_Task requirements:_ For the entries below, repeat exactly each line starting with the one that contains "the new idle" and going on through the one that contains "fresh node, no", and no others.

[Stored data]
PR #290, opened 2026-08-31
fix(core): separate slot from block height with an idle heartbeat block (issue-236)

Huzaifa696:
## Summary

The settler previously produced and stored a block on every 100 ms tick, so an idle node could write ~864,000 rows per day. The tick cannot simply be skipped because it also mints the blockhash that feeds the deduplication window. `slot` therefore remains the tick counter, while `block_height` now counts blocks actually produced: one for each tick that carries work, plus one heartbeat block per second while idle. Blockhashes are minted per produced block, making `lastValidBlockHeight` the last block height at which the blockhash remains valid. `getSlot` still reports the live tick, using a durable counter that suppressed ticks update without creating block rows. This keeps slot progression consistent across node types while reducing idle block production by roughly 10x.

The operator's finality classifier previously derived block height from `context.slot`, which was only correct while slot and block height were equal. It now reads `getBlockHeight`; without this change, live withdrawal broadcasts could be incorrectly treated as expired. Blocks now set `parent_slot` to the previous stored block, which the indexer's continuity walk requires, and the indexer now ends each walk at a produced block rather than at the chain tip, which usually has no block. Cache continuity is also checked against the parent block, since a heartbeat block can be ten slots after the block it extends.

`getSlot` can now report slots for which no block exists, and `getBlock` returns `-32007` for those slots, matching Solana's behavior rather than returning `null` and leaving clients retrying indefinitely. `transaction_expiration_ms` now maps to `max_blockhashes`, which remains 150.
### Coverage Report

| Core | 20,629 | 22,371 | 92.2% | [rust-unit-coverage-reports](https://github.com/solana-foundation/solana-private-channels/actions/runs/33871600274) |
| Indexer | 39,077 | 42,803 | 91.3% | [rust-unit-coverage-reports](https://github.com/solana-foundation/solana-private-channels/actions/runs/33871600274) |
| Gateway | 1,648 | 1,907 | 86.4% | [rust-unit-coverage-reports](https://github.com/solana-foundation/solana-private-channels/actions/runs/33871600274) |
| Auth | 1,312 | 1,506 | 87.1% | [rust-unit-coverage-reports](https://github.com/solana-foundation/solana-private-channels/actions/runs/33871600274) |
| E2E Integration | 15,666 | 20,441 | 76.6% | [e2e-coverage-reports](https://github.com/solana-foundation/solana-private-channels/actions/runs/33871600274) |
| **Total** | **78,332** | **89,028** | **88.0%** | |

> Last updated: 2026-09-04 13:14:13 UTC by E2E Integration


core/src/stages/settle.rs
```diff
@@ -455,10 +544,23 @@ pub async fn start_settle_worker(args: SettleArgs) -> WorkerHandle {
...
                         let num_results = processing_results.len();
+                        if !should_produce_block(
+                            num_results > 0,
+                            last_block.is_none(),
+                            tick.saturating_duration_since(last_block_at),
+                        ) {
+                            // The chain is on this slot even though no block
+                            // backs it. Only reached when the tick carried no
+                            // work, so the loaded path never pays for it.
+                            publish_idle_slot(&postgres_db, redis_db.as_ref(), next_slot).await;
```
sebatustra: aren't we still committing to postgres on every tick? the reduction is real for rows but not of writes

indexer/src/indexer/datasource/rpc_polling/rpc.rs
```diff
@@ -383,8 +385,20 @@ impl RpcPoller {
             return Ok((vec![], latest_slot));
         }
 
-        let to_slot = std::cmp::min(from_slot + max_slots as u64, latest_slot);
-        Ok(((from_slot..to_slot).collect(), latest_slot))
+        // The same window the batch would have covered, so the enumeration here is
+        // the one the walk needs rather than an extra range.
+        let window_end = std::cmp::min(from_slot + max_slots as u64, latest_slot).saturating_sub(1);
```
sebatustra, line 401: When the window holds no produced block, the poller returns nothing, sleeps, and re-asks the same range. from_slot never advances.

That's correct when blocks are close together, but it creates a dependency that did not exist before this branch: batch_size must be at least HEARTBEAT_INTERVAL / blocktime_ms. Nothing validates it. The two numbers live in different services' configs (blocktime_ms on the node, batch_size in indexer-private-channel.toml) with no shared constant and no note in the docs.

At defaults the gap is 10 slots and batch_size = 50, so there's 5x headroom today.

Example. An operator sets --blocktime-ms 10 to cut latency. The idle gap becomes 100 slots. The 50-slot window can no longer contain a heartbeat block, so get_slots_to_process returns empty on every poll, forever. The indexer stops and logs nothing; it looks exactly like "caught up."

core/src/stages/settle.rs
Huzaifa696: Yes, intentional: issue 236 is storage growth, not IOPS, and the idle write is a single-row metadata upsert that never grows the table.

indexer/src/indexer/datasource/rpc_polling/rpc.rs
Huzaifa696: Good catch, fixed in dbcf538: an empty window now looks past itself with getBlocksWithLimit, so batch_size caps the batch rather than deciding whether the poller can advance and the coupling stops existing.

core/src/stages/settle.rs
```diff
@@ -52,6 +52,33 @@ pub const CACHE_MIRROR_COOLDOWN: Duration = Duration::from_secs(60);
...
+    postgres_db: &PostgresAccountsDB,
+    redis_db: Option<&RedisAccountsDB>,
+    slot: u64,
+) {
+    if let Err(e) = crate::accounts::current_slot::set_current_slot(postgres_db, slot).await {
+        warn!("Failed to publish the idle slot: {:#}", e);
+        return;
+    }
+    if let Some(redis) = redis_db {
+        crate::accounts::current_slot::mirror_current_slot(redis, slot).await;
```
sebatustra: should we give the idle mirror the same gates the batch mirror has for redis?

"mirroring" is the settler copying each committed batch into redis, and the code wraps that in three separate protections:

```
if let Some(redis) = redis_db {
    let mirrored = tokio::time::timeout(          // (1) 100ms hard cap
        CACHE_MIRROR_BUDGET,
        mirror_batch_to_cache(redis, next_slot, block_info.parent_slot, ...),
    ).await;

    let failed = match mirrored { ... };
     if failed {
        metrics.redis_cache_write_failed();
        redis.record_cache_failure();             // (2) failure tally
    }
  }

async fn mirror_batch_to_cache(...) -> MirrorOutcome {
    if redis.is_mirroring_paused() {              // (3) skip a cache given up on
        return MirrorOutcome::Skipped;
    }

```

the new idle path has none of the three, and it also continues past the give-up check above

Fix. Give the idle mirror the same two gates the batch mirror has

core/src/rpc/get_block_impl.rs
```diff
@@ -13,14 +13,27 @@ pub async fn get_block_impl(
...
-        return Ok(None);
+        // Solana reports a slot it passed without producing as skipped, and one
+        // it has not reached as not available. Most slots here carry no block, so
+        // a null would leave a stock client retrying the majority of them.
+        let tip = read_deps
+            .accounts_db
+            .get_current_slot()
+            .await
+            .map_err(|e| custom_error(JSON_RPC_SERVER_ERROR, format!("Failed to get slot: {}", e)))?
+            .unwrap_or(0);
```
sebatustra: getBlock(0) on a node that has produced nothing answers "skipped" instead of "not available"

The problem. On a fresh node, get_current_slot() returns None — no current_slot row, and the fallback MAX(slot) FROM blocks finds nothing either. unwrap_or(0) turns "there is no chain" into "the tip is slot 0", and slot 0 then satisfies slot <= tip.

fresh node, no blocks, settler not yet past its 1s start delay:
    getBlock(0)   → -32007  "Slot 0 was skipped, or missing due to ledger jump"   ← wrong
    getBlock(1)   → -32004  "Block not available for slot 1"                      ← right
    getBlock(999) → -32004                                                        ← right

Slot 0 is genesis — the one slot on this chain that is never skipped (settle.rs:16 forces a block at genesis). Telling a client it was skipped tells them not to retry the one slot that is about to exist a moment later. Small window (the settler produces genesis on its first tick, 1 s after start) and a small blast radius, but it's the exact opposite of the truth.

Fix. Distinguish "no chain" from "tip is slot 0" instead of flattening both to 0

core/src/stages/settle.rs
Huzaifa696: Gated now: the idle mirror skips a paused cache and is bounded by CACHE_MIRROR_BUDGET, so a stalled Redis can no longer hold the settler tick.

core/src/rpc/get_block_impl.rs
Huzaifa696: Fixed: the tip read matches on the Option now, so with no tip every slot including genesis answers -32004 rather than skipped.

docs/RPC_COMPATIBILITY_ANALYSIS.md
```diff
@@ -49,25 +49,65 @@ Ordered from most divergent → closest match.
...
-| `getSlot` | `minContextSlot` ignored. Returns latest stored slot or 0. |
-| `getBlockHeight` | `minContextSlot` ignored. Returns the latest stored slot or 0, the same read as `getSlot`: SPC keeps slot and block height equal by construction, so the two can never disagree. This is the clock a client compares a stored `lastValidBlockHeight` against to prove a status-less signature can no longer land. |
+| `getSlot` | `minContextSlot` ignored. Returns the live slot, or 0 on a fresh node. The settler ticks it every `blocktime_ms` and publishes it whether or not that tick produced a block, so it advances continuously while the node is idle and stays monotonic across a restart. **Most slots carry no block.** An idle node produces one block per heartbeat, so about nine in ten slots are empty and `getBlock` on one returns `null`, exactly as it does for a skipped slot on Solana. Use `getBlocks`/`getBlocksWithLimit` to find slots that do hold a block, and `getBlockHeight` for the count of blocks produced. |
```
sebatustra: getBlock contract is documented two contradictory ways in the same doc

docs/RPC_COMPATIBILITY_ANALYSIS.md:52 vs :63, and docs/CONFIG.md:41

This branch changes getBlock on an empty slot from null to an error. Line 63 documents it correctly:

A slot with no block is an error, not a null, matching Solana: -32007 (SlotSkipped) … -32004 (BlockNotAvailable)

But line 52 — the getSlot row, which is where an integrator lands when they read "most slots carry no block" — still says the opposite:

 …about nine in ten slots are empty and getBlock on one returns null, exactly as it does for a skipped slot on Solana.

  And docs/CONFIG.md:41:

 …so most slots carry no block and getBlock on one returns null.

Two problems. First, the code returns an error, never null (core/src/rpc/get_block_impl.rs:36-39 — the Ok(None) arm is gone entirely). Second, the trailing clause is wrong about Solana too: Agave returns -32007 for a skipped slot, not null. So a client author reading the getSlot row writes if (block === null) retry() and gets an exception instead — on ~90% of slots.

Fix: replace both null mentions with -32007, and drop "exactly as it does for a skipped slot on Solana" from :52 or restate it as "as -32007, matching Solana".

indexer/src/indexer/datasource/rpc_polling/rpc.rs
```diff
@@ -5,7 +5,12 @@ use serde_json::json;
 use solana_sdk::commitment_config::CommitmentLevel;
 use solana_transaction_status::UiTransactionEncoding;
 use std::collections::HashMap;
-use tracing::debug;
+use tracing::{debug, warn};
+
+/// How far past an empty window the poller reaches for the next producer. The
+/// widest legal idle gap is a thousand slots, so this leaves tenfold room while
+/// keeping a hole in the ledger out of a batch that carries a slot per entry.
+const MAX_LOOKAHEAD_SLOTS: u64 = 10_000;
```
sebatustra: The batch_size coupling from review comment #2 was moved, not removed: two new unvalidated constants, one of which fails open

dbcf538 correctly removed the hard stall where batch_size decided whether the poller could advance. But the fix introduced two new constants that encode the same assumption about the node's idle gap, in two different files, neither derived from nor validated against blocktime_ms:

`  const MAX_LOOKAHEAD_SLOTS: u64 = 10_000;
`
`  const PRODUCER_LOOKBACK_SLOTS: u64 = 1_000;
`
"The widest legal idle gap is a thousand slots" is not true of anything in the codebase. The real widest gap is HEARTBEAT_INTERVAL / blocktime_ms (core/src/stages/settle.rs:58) — 10 at defaults, and unbounded as blocktime_ms shrinks. Nothing in run_node validates the ratio (core/src/nodes/node.rs:192-203 checks only blocktime_ms != 0 and max_blockhashes !=  0).

Fix: (a) derive both constants from the node's advertised cadence or at minimum cross-reference HEARTBEAT_INTERVAL in the comments and correct the "thousand slots" claim; (b) make the unwrap_or(tip) / Err arms return Result and let the caller fail with a named error rather than silently reproducing the unwitnessable-tail case.

docs/RPC_COMPATIBILITY_ANALYSIS.md
Huzaifa696: Fixed: the getSlot row and CONFIG.md both say -32007 now, and the Solana null comparison is gone.

indexer/src/indexer/datasource/rpc_polling/rpc.rs
Huzaifa696: Both bounds now derive from one MAX_IDLE_GAP_SLOTS and an unreadable listing errors; an empty window still returns the tip, since the walk witnesses that tail from above.

core/src/stages/settle.rs
```diff
@@ -52,6 +52,51 @@ pub const CACHE_MIRROR_COOLDOWN: Duration = Duration::from_secs(60);
...
+/// Record a tick that produced no block, so `getSlot` keeps moving while the
+/// node is idle. Best effort: the in-memory counter is what production uses, and
+/// a failure here costs a stale published slot, never a wrong block.
+async fn publish_idle_slot(
+    postgres_db: &PostgresAccountsDB,
+    redis_db: Option<&RedisAccountsDB>,
+    slot: u64,
+) {
+    if let Err(e) = crate::accounts::current_slot::set_current_slot(postgres_db, slot).await {
+        warn!("Failed to publish the idle slot: {:#}", e);
```
sebatustra: The idle-slot Postgres write is the only unbounded await on the settler's tick path, and its failure is warn-only. The Redis half of this path got both gates after review feedback. The Postgres half got neither a timeout nor a failure path.

docs/CONFIG.md
```diff
@@ -152,6 +158,14 @@ Truncation deletes in batches, and each batch commits the new retention floor
 (`getFirstAvailableBlock`) in the same transaction as its deletions. A partial or
 aborted run therefore never advertises history it has already removed.
 
+**`--keep-slots` is a slot span, not a block count.** Blocks are sparse relative
```
sebatustra, line 161: Postgres has a retention floor nothing enforces.
fix:  Two cheap guards: warn (or refuse) in truncate_slots when keep_slots < 10 * max_blockhashes, and log at warn in load_dedup_state when blocks.len() < max_blockhashes naming both numbers. The second is one line and turns a silent transaction-dropping window into a startup log line.

core/src/stages/settle.rs
Huzaifa696: Bounded now: the idle write gets a 100ms budget like the mirror, and a timeout or error is warned and counted in a new settler_idle_slot_publish_failed metric; the heartbeat block one second later carries the failure into the retry budget, so /health stays with the path that owns it.

docs/CONFIG.md
Huzaifa696: Both guards added: truncate takes --max-blockhashes and --blocktime-ms and warns when keep_slots is below the derived floor, and boot warns naming both numbers when the window rebuilt short and genesis is not in it.

sebatustra (approved):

_Response to this task:_
the new idle path has none of the three, and it also continues past the give-up check above

Fix. Give the idle mirror the same two gates the batch mirror has

core/src/rpc/get_block_impl.rs
```diff
@@ -13,14 +13,27 @@ pub async fn get_block_impl(
...
-        return Ok(None);
+        // Solana reports a slot it passed without producing as skipped, and one
+        // it has not reached as not available. Most slots here carry no block, so
+        // a null would leave a stock client retrying the majority of them.
+        let tip = read_deps
+            .accounts_db
+            .get_current_slot()
+            .await
+            .map_err(|e| custom_error(JSON_RPC_SERVER_ERROR, format!("Failed to get slot: {}", e)))?
+            .unwrap_or(0);
```
sebatustra: getBlock(0) on a node that has produced nothing answers "skipped" instead of "not available"

The problem. On a fresh node, get_current_slot() returns None — no current_slot row, and the fallback MAX(slot) FROM blocks finds nothing either. unwrap_or(0) turns "there is no chain" into "the tip is slot 0", and slot 0 then satisfies slot <= tip.

fresh node, no blocks, settler not yet past its 1s start delay:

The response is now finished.